Exercise inputs =>
BEGIN

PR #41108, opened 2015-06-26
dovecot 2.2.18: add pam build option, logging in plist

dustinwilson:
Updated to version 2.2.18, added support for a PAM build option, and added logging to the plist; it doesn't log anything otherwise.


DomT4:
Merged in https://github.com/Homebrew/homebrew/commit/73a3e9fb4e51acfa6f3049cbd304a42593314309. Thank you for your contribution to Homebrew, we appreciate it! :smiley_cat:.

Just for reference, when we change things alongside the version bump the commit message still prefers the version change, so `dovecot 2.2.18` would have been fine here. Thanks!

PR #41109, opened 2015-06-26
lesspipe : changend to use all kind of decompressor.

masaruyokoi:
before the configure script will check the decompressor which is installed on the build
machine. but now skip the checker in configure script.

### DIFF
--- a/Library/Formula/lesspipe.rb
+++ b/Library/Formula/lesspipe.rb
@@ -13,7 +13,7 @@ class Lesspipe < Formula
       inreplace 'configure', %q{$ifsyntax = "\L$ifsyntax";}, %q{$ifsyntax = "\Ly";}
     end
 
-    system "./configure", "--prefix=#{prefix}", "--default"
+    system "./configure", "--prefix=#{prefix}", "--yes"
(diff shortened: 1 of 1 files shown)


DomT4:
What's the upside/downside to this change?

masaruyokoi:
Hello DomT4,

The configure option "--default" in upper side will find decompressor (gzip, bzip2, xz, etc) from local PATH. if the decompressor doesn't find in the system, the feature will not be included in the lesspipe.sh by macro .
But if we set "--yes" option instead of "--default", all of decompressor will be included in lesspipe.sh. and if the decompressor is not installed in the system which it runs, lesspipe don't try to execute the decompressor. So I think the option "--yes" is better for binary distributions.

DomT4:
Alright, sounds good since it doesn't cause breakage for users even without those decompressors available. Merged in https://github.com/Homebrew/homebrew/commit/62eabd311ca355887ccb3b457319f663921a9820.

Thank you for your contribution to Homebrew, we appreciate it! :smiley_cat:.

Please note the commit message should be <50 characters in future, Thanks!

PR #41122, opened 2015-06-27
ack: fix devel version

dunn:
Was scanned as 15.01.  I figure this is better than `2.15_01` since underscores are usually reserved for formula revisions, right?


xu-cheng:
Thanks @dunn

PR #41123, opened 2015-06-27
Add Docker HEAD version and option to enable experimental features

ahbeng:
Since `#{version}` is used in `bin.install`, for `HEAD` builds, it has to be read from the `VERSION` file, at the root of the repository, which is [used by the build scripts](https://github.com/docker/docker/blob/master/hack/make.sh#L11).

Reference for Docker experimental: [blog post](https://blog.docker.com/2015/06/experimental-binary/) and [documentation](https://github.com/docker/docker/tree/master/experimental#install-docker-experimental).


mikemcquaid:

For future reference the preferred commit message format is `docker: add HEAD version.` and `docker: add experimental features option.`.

END
BEGIN

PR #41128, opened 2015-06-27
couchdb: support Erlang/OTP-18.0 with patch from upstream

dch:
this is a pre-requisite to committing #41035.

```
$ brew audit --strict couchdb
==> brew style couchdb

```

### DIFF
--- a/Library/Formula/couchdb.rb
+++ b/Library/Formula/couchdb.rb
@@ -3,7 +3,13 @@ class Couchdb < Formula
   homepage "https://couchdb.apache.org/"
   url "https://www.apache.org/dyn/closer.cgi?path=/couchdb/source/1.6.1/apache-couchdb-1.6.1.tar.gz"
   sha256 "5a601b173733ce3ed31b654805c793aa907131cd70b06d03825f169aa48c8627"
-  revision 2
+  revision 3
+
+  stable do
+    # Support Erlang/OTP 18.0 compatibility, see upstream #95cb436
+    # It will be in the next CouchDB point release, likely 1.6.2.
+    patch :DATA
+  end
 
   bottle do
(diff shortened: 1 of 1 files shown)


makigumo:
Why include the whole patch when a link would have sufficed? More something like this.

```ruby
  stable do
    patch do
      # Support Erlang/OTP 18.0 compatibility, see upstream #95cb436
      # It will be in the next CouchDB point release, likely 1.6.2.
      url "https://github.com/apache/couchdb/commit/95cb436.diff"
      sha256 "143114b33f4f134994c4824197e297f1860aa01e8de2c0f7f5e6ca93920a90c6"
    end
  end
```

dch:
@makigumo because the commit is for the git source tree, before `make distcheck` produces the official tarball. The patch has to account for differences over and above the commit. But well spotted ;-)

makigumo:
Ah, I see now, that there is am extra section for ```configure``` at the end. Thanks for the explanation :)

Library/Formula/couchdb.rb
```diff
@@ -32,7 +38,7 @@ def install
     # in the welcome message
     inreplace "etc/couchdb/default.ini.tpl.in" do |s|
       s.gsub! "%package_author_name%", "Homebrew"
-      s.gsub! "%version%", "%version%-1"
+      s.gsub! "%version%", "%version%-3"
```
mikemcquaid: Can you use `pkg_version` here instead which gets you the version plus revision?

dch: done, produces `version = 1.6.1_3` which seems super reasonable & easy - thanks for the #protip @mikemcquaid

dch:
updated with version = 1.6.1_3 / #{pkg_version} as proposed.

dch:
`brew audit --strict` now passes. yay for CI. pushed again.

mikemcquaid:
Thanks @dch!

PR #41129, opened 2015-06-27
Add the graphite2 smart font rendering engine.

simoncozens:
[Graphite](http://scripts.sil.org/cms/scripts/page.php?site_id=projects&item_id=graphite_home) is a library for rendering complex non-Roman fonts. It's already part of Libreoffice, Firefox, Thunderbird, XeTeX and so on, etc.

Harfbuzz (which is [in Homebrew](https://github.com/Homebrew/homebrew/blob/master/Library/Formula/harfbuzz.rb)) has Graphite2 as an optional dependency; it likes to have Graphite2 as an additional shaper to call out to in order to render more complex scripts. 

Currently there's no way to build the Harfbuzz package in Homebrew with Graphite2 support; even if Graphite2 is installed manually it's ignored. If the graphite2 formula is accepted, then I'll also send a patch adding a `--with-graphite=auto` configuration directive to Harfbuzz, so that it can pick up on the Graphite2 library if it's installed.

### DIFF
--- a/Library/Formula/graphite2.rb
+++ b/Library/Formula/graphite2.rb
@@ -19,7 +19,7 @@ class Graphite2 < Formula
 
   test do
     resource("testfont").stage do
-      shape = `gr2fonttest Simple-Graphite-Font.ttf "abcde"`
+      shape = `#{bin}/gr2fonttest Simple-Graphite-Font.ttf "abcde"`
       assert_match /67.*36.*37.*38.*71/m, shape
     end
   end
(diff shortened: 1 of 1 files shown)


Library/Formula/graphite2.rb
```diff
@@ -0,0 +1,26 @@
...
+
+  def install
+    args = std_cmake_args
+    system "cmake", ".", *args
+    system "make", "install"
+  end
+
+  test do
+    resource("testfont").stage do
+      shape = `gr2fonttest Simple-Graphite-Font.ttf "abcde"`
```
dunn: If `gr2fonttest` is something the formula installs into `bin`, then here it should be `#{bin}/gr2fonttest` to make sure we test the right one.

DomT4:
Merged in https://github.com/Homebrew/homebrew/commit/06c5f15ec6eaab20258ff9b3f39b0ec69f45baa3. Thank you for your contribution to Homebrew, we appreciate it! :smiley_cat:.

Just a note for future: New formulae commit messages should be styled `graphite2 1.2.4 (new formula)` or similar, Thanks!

END

Task brief =>
Print only what lies in the material above starting at the line with "lesspipe : changend" and ending at the line with "Lesspipe < Formula", every line exactly as given.

Task output =>
lesspipe : changend to use all kind of decompressor.

masaruyokoi:
before the configure script will check the decompressor which is installed on the build
machine. but now skip the checker in configure script.

### DIFF
--- a/Library/Formula/lesspipe.rb
+++ b/Library/Formula/lesspipe.rb
@@ -13,7 +13,7 @@ class Lesspipe < Formula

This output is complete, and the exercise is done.